4.2. Discussion of the Numerical Results

Combined with the above numerical results, we can conclude that:

(i)

The iteration format of FP is simple, and each iteration step does not need to solve other unknown equations. But its convergence speed is the slowest among the three algorithms.

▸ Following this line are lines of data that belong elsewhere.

PR #781, opened 2022-11-02
Output variables with same shape as in parthenon

brryan:
## PR Summary

Currently all parthenon variables are output in HDF5 as `[nblock, nvar, nk, nj, ni]`. This PR changes this for dumps ~~(not restarts)~~ so that variables are output in the same shape as they exist in parthenon variables. For example, in the HDF5 file a cell-centered tensor will have shape `[nblock, nu, nv, nk, nj, ni]`, a cell-centered scalar will have shape `[nblock, nk, nj, ni]`, and a non-mesh-tied variable with metadata `shape = {a, b, c}` will have shape `[nblock, c, b, a]`. 

## PR Checklist

- [x] Code passes cpplint
- [x] Code is formatted
- [x] Get sign-off from a quorum of the various downstream code representatives
- [x] Fix `phdf.py` for the case `flatten = True`
- [x] Ensure that v2 restarts with scalar fields work with v3 parthenon

### DIFF
--- a/scripts/python/packages/parthenon_tools/parthenon_tools/phdf.py
+++ b/scripts/python/packages/parthenon_tools/parthenon_tools/phdf.py
@@ -489,23 +489,73 @@ class phdf:
         vShape = self.varData[variable].shape
         if flatten:
             # if variable is not a scalar flatten cells component-wise
-            if np.prod(vShape) > self.TotalCells:
-                # TODO(tbd) remove legacy mode in next major rel.
-                if self.OutputFormatVersion == -1:
+            print('sdifj')
+            print(vShape)
+            print(self.TotalCells)
+            # TODO(tbd) remove legacy mode in next major rel.
+            if self.OutputFormatVersion == -1:
+                if np.prod(vShape) > self.TotalCells:
                     return self.varData[variable][:].reshape(
                         self.TotalCells, vShape[-1]
                     )
+                else:
+                    return self.varData[variable][:].reshape(self.TotalCells)
 
-                ret = np.empty(
-                    (vShape[1], self.TotalCells), dtype=self.varData[variable].dtype
-                )
-                ret[:] = np.nan
-                for i in range(vShape[1]):
-                    ret[i] = self.varData[variable][:, i, :, :, :].ravel()
-                assert (ret != np.nan).all()
-                return ret
-            else:
-                return self.varData[variable][:].reshape(self.TotalCells)
+            elif self.OutputFormatVersion == 2:
+                if np.prod(vShape) > self.TotalCells:
+                      ret = np.empty(
+                          (vShape[1], self.TotalCells), dtype=self.varData[variable].dtype
+                      )
+                      ret[:] = np.nan
+                      for i in range(vShape[1]):
+                          ret[i] = self.varData[variable][:, i, :, :, :].ravel()
+                      assert (ret != np.nan).all()
+                      return ret
+                else:
+                    return self.varData[variable][:].reshape(self.TotalCells)
+
+            elif self.OutputFormatVersion == 3:
+                # TODO(BRR) This isn't quite right -- may need to output additional metadata
+                # Check for cell-centered data
+                if vShape[-1] * vShape[-2] * vShape[-3] == self.TotalCells:
+                    fieldShape = vShape[1:-3]
+                    totalFieldEntries = np.prod(fieldShape)
+                    ndim = len(fieldShape)
+                    if ndim == 0:
+                        return self.varData[variable].ravel()
+                    else:
+                        if ndim == 1:
+                            ret = np.empty(
+                              (vShape[1], self.TotalCells), dtype=self.varData[variable].dtype)
+                            ret[:] = np.nan
+                            for i in range(vShape[1]):
+                                ret[i] = self.varData[variable][:,i,:,:,:].ravel()
+                            assert (ret != np.nan).all()
+                            return ret
+                        elif ndim == 2:
+                            ret = np.empty(
+                              (vShape[1]*vShape[2], self.TotalCells), dtype=self.varData[variable].dtype)
+                            ret[:] = np.nan
+                            for i in range(vShape[1]):
+                                for j in range(vShape[2]):
+                                    ret[i + vShape[1]*j] = self.varData[variable][:,i,j,:,:,:].ravel()
+                            assert (ret != np.nan).all()
+                            return ret
+                        else:
+                            ret = np.empty(
+                              (vShape[1]*vShape[2]*vShape[3], self.TotalCells), dtype=self.varData[variable].dtype)
+                            ret[:] = np.nan
+                            for i in range(vShape[1]):
+                                for j in range(vShape[2]):
+                                    for k in range(vShape[3]):
+                                        ret[i + vShape[1]*(j + vShape[2]*k)] = self.varData[variable][:,i,j,k,:,:,:].ravel()
+                            assert (ret != np.nan).all()
+                            return ret
+                else:
+                  # Not cell-based variable
+                  raise Exception(
+                      f"Flattening only supported for cell-based variables but requested for {variable}"
+                  )
 
         if self.IncludesGhost and interior:
             nghost = self.NGhost
--- a/scripts/python/packages/parthenon_tools/parthenon_tools/phdf.py
+++ b/scripts/python/packages/parthenon_tools/parthenon_tools/phdf.py
@@ -499,21 +499,24 @@ class phdf:
 
             elif self.OutputFormatVersion == 2:
                 if np.prod(vShape) > self.TotalCells:
-                      ret = np.empty(
-                          (vShape[1], self.TotalCells), dtype=self.varData[variable].dtype
-                      )
-                      ret[:] = np.nan
-                      for i in range(vShape[1]):
-                          ret[i] = self.varData[variable][:, i, :, :, :].ravel()
-                      assert (ret != np.nan).all()
-                      return ret
+                    ret = np.empty(
+                        (vShape[1], self.TotalCells), dtype=self.varData[variable].dtype
+                    )
+                    ret[:] = np.nan
+                    for i in range(vShape[1]):
+                        ret[i] = self.varData[variable][:, i, :, :, :].ravel()
+                    assert (ret != np.nan).all()
+                    return ret
                 else:
                     return self.varData[variable][:].reshape(self.TotalCells)
 
             elif self.OutputFormatVersion == 3:
                 # Check for cell-centered data
-                if (vShape[-1] == self.MeshBlockSize[0] and vShape[-2] == self.MeshBlockSize[1] and
-                   vShape[-3] == self.MeshBlockSize[2]):
+                if (
+                    vShape[-1] == self.MeshBlockSize[0]
+                    and vShape[-2] == self.MeshBlockSize[1]
+                    and vShape[-3] == self.MeshBlockSize[2]
+                ):
                     fieldShape = vShape[1:-3]
                     totalFieldEntries = np.prod(fieldShape)
                     ndim = len(fieldShape)
@@ -522,36 +525,48 @@ class phdf:
                     else:
                         if ndim == 1:
                             ret = np.empty(
-                              (vShape[1], self.TotalCells), dtype=self.varData[variable].dtype)
+                                (vShape[1], self.TotalCells),
+                                dtype=self.varData[variable].dtype,
+                            )
                             ret[:] = np.nan
                             for i in range(vShape[1]):
-                                ret[i] = self.varData[variable][:,i,:,:,:].ravel()
+                                ret[i] = self.varData[variable][:, i, :, :, :].ravel()
                             assert (ret != np.nan).all()
                             return ret
                         elif ndim == 2:
                             ret = np.empty(
-                              (vShape[1]*vShape[2], self.TotalCells), dtype=self.varData[variable].dtype)
+                                (vShape[1] * vShape[2], self.TotalCells),
+                                dtype=self.varData[variable].dtype,
+                            )
                             ret[:] = np.nan
                             for i in range(vShape[1]):
                                 for j in range(vShape[2]):
-                                    ret[i + vShape[1]*j] = self.varData[variable][:,i,j,:,:,:].ravel()
+                                    ret[i + vShape[1] * j] = self.varData[variable][
+                                        :, i, j, :, :, :
+                                    ].ravel()
                             assert (ret != np.nan).all()
                             return ret
                         else:
                             ret = np.empty(
-                              (vShape[1]*vShape[2]*vShape[3], self.TotalCells), dtype=self.varData[variable].dtype)
+                                (vShape[1] * vShape[2] * vShape[3], self.TotalCells),
+                                dtype=self.varData[variable].dtype,
+                            )
                             ret[:] = np.nan
                             for i in range(vShape[1]):
                                 for j in range(vShape[2]):
                                     for k in range(vShape[3]):
-                                        ret[i + vShape[1]*(j + vShape[2]*k)] = self.varData[variable][:,i,j,k,:,:,:].ravel()
+                                        ret[
+                                            i + vShape[1] * (j + vShape[2] * k)
+                                        ] = self.varData[variable][
+                                            :, i, j, k, :, :, :
+                                        ].ravel()
                             assert (ret != np.nan).all()
                             return ret
                 else:
-                  # Not cell-based variable
-                  raise Exception(
-                      f"Flattening only supported for cell-based variables but requested for {variable}"
-                  )
+                    # Not cell-based variable
+                    raise Exception(
+                        f"Flattening only supported for cell-based variables but requested for {variable}"
+                    )
 
         if self.IncludesGhost and interior:
             nghost = self.NGhost
--- a/scripts/python/packages/parthenon_tools/parthenon_tools/phdf.py
+++ b/scripts/python/packages/parthenon_tools/parthenon_tools/phdf.py
@@ -488,10 +488,6 @@ class phdf:
 
         vShape = self.varData[variable].shape
         if flatten:
-            # if variable is not a scalar flatten cells component-wise
-            print('sdifj')
-            print(vShape)
-            print(self.TotalCells)
             # TODO(tbd) remove legacy mode in next major rel.
             if self.OutputFormatVersion == -1:
                 if np.prod(vShape) > self.TotalCells:
@@ -515,9 +511,9 @@ class phdf:
                     return self.varData[variable][:].reshape(self.TotalCells)
 
             elif self.OutputFormatVersion == 3:
-                # TODO(BRR) This isn't quite right -- may need to output additional metadata
                 # Check for cell-centered data
-                if vShape[-1] * vShape[-2] * vShape[-3] == self.TotalCells:
+                if (vShape[-1] == self.MeshBlockSize[0] and vShape[-2] == self.MeshBlockSize[1] and
+                   vShape[-3] == self.MeshBlockSize[2]):
                     fieldShape = vShape[1:-3]
                     totalFieldEntries = np.prod(fieldShape)
                     ndim = len(fieldShape)
--- a/src/interface/metadata.cpp
+++ b/src/interface/metadata.cpp
@@ -142,12 +142,16 @@ std::array<int, 6> Metadata::GetArrayDims(std::weak_ptr<MeshBlock> wpmb,
     for (int i = N; i < 3; i++)
       arrDims[i + 3] = 1;
   } else if (IsSet(Particle)) {
-    assert(N >= 1 && N <= 5);
+    assert(N >= 0 && N <= 5);
     arrDims[0] = 1; // To be updated by swarm based on pool size before allocation
     for (int i = 0; i < N; i++)
       arrDims[i + 1] = shape[i];
     for (int i = N; i < 5; i++)
       arrDims[i + 1] = 1;
+  } else if (IsSet(Swarm)) {
+    // No dimensions
+    // TODO(BRR) This will be replaced in the swarm packing PR, but is currently required
+    // since swarms carry metadata but do not have an array size.
   } else {
     // This variable is not necessarily tied to any specific
     // mesh element, so dims will be used as the actual array
--- a/src/interface/metadata.cpp
+++ b/src/interface/metadata.cpp
@@ -128,7 +128,7 @@ std::array<int, 6> Metadata::GetArrayDims(std::weak_ptr<MeshBlock> wpmb,
     // classes add the +1's where needed.  They all expect
     // these dimensions to be the number of cells in each
     // direction, NOT the size of the arrays
-    assert(N >= 1 && N <= 3);
+    assert(N >= 0 && N <= 3);
     PARTHENON_REQUIRE_THROWS(!wpmb.expired(),
                              "Cannot determine array dimensions for mesh-tied entity "
                              "without a valid meshblock");
--- a/src/interface/metadata.hpp
+++ b/src/interface/metadata.hpp
@@ -272,14 +272,6 @@ class Metadata {
   bool IsValid(bool throw_on_fail = false) const {
     bool valid = true;
 
-    // No empty shapes for variables not tied to mesh
-    if (shape_.size() == 0 && CountSet({None}) == 1) {
-      valid = false;
-      if (throw_on_fail) {
-        PARTHENON_THROW("Must specify non-empty Shape if variable is not tied to mesh");
-      }
-    }
-
     // Topology
     if (CountSet({None, Node, Edge, Face, Cell}) != 1) {
       valid = false;
--- a/src/interface/metadata.hpp
+++ b/src/interface/metadata.hpp
@@ -194,6 +194,8 @@ class Metadata {
   // There are 3 optional arguments: shape, component_labels, and associated, so we'll
   // need 8 constructors to provide all possible variants
 
+  // By default shape is empty; this corresponds to scalar data on the mesh
+
   // 4 constructors, this is the general constructor called by all other constructors, so
   // we do some sanity checks here
   Metadata(const std::vector<MetadataFlag> &bits, const std::vector<int> &shape = {},
@@ -270,6 +272,14 @@ class Metadata {
   // is true, throw a descriptive exception when invalid
   bool IsValid(bool throw_on_fail = false) const {
     bool valid = true;
+
+    // No empty shapes for variables not tied to mesh
+    if (shape.size() == 0 && CountSet({None}) == 1) {
+      valid = false;
+      if (throw_on_fail) {
+        PARTHENON_THROW("Must specify non-empty Shape if variable is not tied to mesh");
+      }
+    }
 
     // Topology
     if (CountSet({None, Node, Edge, Face, Cell}) != 1) {
--- a/src/interface/metadata.hpp
+++ b/src/interface/metadata.hpp
@@ -225,7 +225,7 @@ class Metadata {
     // check shape is valid
     // TODO(JL) Should we be extra pedantic and check that shape matches Vector/Tensor
     // flags?
-    PARTHENON_REQUIRE_THROWS(shape_.size() > 0, "Shape must have at least rank 1");
+    PARTHENON_REQUIRE_THROWS(shape_.size() >= 0, "Shape must have at least rank 0");
     if (IsMeshTied()) {
       PARTHENON_REQUIRE_THROWS(
           shape_.size() <= 3,
--- a/src/interface/metadata.hpp
+++ b/src/interface/metadata.hpp
@@ -227,7 +227,6 @@ class Metadata {
     // check shape is valid
     // TODO(JL) Should we be extra pedantic and check that shape matches Vector/Tensor
     // flags?
-    PARTHENON_REQUIRE_THROWS(shape_.size() >= 0, "Shape must have at least rank 0");
     if (IsMeshTied()) {
       PARTHENON_REQUIRE_THROWS(
           shape_.size() <= 3,
--- a/src/interface/metadata.hpp
+++ b/src/interface/metadata.hpp
@@ -196,7 +196,7 @@ class Metadata {
 
   // 4 constructors, this is the general constructor called by all other constructors, so
   // we do some sanity checks here
-  Metadata(const std::vector<MetadataFlag> &bits, const std::vector<int> &shape = {1},
+  Metadata(const std::vector<MetadataFlag> &bits, const std::vector<int> &shape = {},
            const std::vector<std::string> &component_labels = {},
            const std::string &associated = "")
       : shape_(shape), component_labels_(component_labels), associated_(associated) {
--- a/src/interface/metadata.hpp
+++ b/src/interface/metadata.hpp
@@ -51,6 +51,8 @@
   PARTHENON_INTERNAL_FOR_FLAG(Node)                                                      \
   /** particle variable */                                                               \
   PARTHENON_INTERNAL_FOR_FLAG(Particle)                                                  \
+  /** swarm */                                                                           \
+  PARTHENON_INTERNAL_FOR_FLAG(Swarm)                                                     \
   /************************************************/                                     \
   /** ROLE: Exactly one must be specified (default is Provides) */                       \
   /** Private to a package */                                                            \
--- a/src/interface/metadata.hpp
+++ b/src/interface/metadata.hpp
@@ -274,7 +274,7 @@ class Metadata {
     bool valid = true;
 
     // No empty shapes for variables not tied to mesh
-    if (shape.size() == 0 && CountSet({None}) == 1) {
+    if (shape_.size() == 0 && CountSet({None}) == 1) {
       valid = false;
       if (throw_on_fail) {
         PARTHENON_THROW("Must specify non-empty Shape if variable is not tied to mesh");
--- a/src/outputs/parthenon_hdf5.cpp
+++ b/src/outputs/parthenon_hdf5.cpp
@@ -842,16 +842,31 @@ void PHDF5Output::WriteOutputFileImpl(Mesh *pm, ParameterInput *pin, SimTime *tm
 
     int ndim = -1;
     if (vinfo.where == MetadataFlag(Metadata::Cell)) {
-      ndim = 3 + vinfo.ndim;
+      printf("CELL VARIABLE!\n");
+      ndim = 3 + vinfo.ndim + 1;
       for (int i = 0; i < vinfo.ndim; i++) {
-        local_count[1 + i] = alldims[3 - ndim + i];
+        local_count[1 + i] = global_count[1 + i] = alldims[3 - vinfo.ndim + i];
+        printf("extradim: alldims[%i] = %i\n", 3-vinfo.ndim + 1, alldims[3-vinfo.ndim+i]);
       }
-      local_count[ndim + 1] = nx3;
-      local_count[ndim + 2] = nx2;
-      local_count[ndim + 3] = nx1;
+      local_count[vinfo.ndim + 1] = global_count[vinfo.ndim + 1] = nx3;
+      local_count[vinfo.ndim + 2] = global_count[vinfo.ndim + 2] = nx2;
+      local_count[vinfo.ndim + 3] = global_count[vinfo.ndim + 3] = nx1;
     } else {
-      ndim = vinfo.ndim;
+      printf("NONE VARIABLE!\n");
+      ndim = vinfo.ndim + 1;
+      for (int i = 0; i < vinfo.ndim; i++) {
+        local_count[1 + i] = global_count[1 + i] = alldims[6 - vinfo.ndim + i];
+      }
     }
+
+    printf("label: %s\n", vinfo.label.c_str());
+    printf("  aldims: %i %i %i %i %i %i\n", alldims[0], alldims[1], alldims[2], alldims[3], alldims[4], alldims[5]);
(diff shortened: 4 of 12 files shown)


src/interface/metadata.hpp
```diff
@@ -196,7 +196,7 @@ class Metadata {
 
   // 4 constructors, this is the general constructor called by all other constructors, so
   // we do some sanity checks here
-  Metadata(const std::vector<MetadataFlag> &bits, const std::vector<int> &shape = {1},
+  Metadata(const std::vector<MetadataFlag> &bits, const std::vector<int> &shape = {},
```
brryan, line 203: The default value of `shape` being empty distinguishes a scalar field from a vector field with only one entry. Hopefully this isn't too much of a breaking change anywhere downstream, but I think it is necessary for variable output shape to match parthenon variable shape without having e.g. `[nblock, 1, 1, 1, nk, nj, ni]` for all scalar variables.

Therefore, AFP is proposed to accelerate its convergence rate.

(ii)

Although the convergence speed of ADI is the fastest among the three algorithms, its iteration format is relatively complex, in which two unknown Lyapunov equations need to be solved in each iteration step. Meanwhile, its convergence speed is related to the selection of parameters, Therefore, for solving large UALE, the low-rank ADI algorithms and more appropriate parameter selection methods should be considered.

(iii)

This paper only puts forward the simplest acceleration algorithm. How to accelerate the iterative process more effectively is worth our further consideration.

5. Conclusions

UALE studied in this paper has important control system background. Based on the basic matrix inequalities and the properties of Schur complement, we give the upper and lower matrix bounds of positive definite solutions of UALE, and further prove the existence and uniqueness theorem of positive definite solutions of UALE. Meanwhile, we propose three numerical algorithms, including FP, AFP and ADI, to solve the positive definite solution of UALE. Numerical examples are given to demonstrate the good performances of the obtained bounds and the numerical algorithms proposed in this paper.